-- PROMPT --
Tally the lines of the records that contain the string "Thank", then give the total and nothing more.

-- GIVEN INFORMATION --
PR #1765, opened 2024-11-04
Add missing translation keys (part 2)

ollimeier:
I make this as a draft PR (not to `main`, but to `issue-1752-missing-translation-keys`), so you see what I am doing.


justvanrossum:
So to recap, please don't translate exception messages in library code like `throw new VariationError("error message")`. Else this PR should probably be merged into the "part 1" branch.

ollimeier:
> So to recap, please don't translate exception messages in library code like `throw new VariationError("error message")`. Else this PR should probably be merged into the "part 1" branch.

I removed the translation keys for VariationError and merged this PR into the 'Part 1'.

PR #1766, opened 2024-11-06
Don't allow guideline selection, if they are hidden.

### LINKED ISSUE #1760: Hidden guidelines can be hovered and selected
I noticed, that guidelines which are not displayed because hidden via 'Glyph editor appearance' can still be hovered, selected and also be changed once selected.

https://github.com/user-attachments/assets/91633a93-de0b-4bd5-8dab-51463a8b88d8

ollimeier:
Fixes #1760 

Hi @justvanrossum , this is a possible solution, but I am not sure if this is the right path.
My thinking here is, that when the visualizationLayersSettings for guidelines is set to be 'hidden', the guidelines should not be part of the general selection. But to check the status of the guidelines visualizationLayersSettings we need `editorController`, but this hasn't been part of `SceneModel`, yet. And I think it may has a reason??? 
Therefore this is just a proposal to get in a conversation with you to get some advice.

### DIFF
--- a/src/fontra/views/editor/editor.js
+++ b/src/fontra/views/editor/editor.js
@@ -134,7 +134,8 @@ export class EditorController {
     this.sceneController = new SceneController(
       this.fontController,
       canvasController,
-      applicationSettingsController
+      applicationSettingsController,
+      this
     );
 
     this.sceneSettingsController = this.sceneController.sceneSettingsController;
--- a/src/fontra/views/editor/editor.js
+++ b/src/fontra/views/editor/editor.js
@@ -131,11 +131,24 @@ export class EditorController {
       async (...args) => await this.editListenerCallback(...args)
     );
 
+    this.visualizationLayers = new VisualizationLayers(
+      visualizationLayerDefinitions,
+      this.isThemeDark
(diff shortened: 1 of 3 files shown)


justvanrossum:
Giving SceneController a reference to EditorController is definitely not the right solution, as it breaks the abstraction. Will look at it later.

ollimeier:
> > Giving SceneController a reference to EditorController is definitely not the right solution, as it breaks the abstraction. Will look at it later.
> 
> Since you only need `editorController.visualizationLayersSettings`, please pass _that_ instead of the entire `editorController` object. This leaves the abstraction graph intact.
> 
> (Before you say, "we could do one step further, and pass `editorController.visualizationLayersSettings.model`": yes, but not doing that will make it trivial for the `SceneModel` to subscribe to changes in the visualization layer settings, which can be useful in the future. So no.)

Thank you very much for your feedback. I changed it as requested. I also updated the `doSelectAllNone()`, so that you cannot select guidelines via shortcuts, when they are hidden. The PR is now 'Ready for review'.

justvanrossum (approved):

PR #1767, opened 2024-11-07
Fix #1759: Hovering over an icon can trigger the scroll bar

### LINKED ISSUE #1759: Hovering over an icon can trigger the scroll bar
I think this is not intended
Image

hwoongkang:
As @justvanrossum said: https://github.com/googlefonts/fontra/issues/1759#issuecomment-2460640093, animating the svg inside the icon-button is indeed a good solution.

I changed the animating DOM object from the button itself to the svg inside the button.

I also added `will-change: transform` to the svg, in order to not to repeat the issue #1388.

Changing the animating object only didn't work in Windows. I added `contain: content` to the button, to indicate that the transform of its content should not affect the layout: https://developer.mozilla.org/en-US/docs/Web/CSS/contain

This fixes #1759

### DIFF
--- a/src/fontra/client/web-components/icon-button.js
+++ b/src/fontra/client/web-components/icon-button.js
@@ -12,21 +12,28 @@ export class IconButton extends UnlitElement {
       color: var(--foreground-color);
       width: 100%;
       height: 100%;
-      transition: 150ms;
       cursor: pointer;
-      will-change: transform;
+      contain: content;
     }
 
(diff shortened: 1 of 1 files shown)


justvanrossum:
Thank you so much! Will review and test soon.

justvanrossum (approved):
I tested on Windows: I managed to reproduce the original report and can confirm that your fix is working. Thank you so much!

-- TASK RESPONSE --
3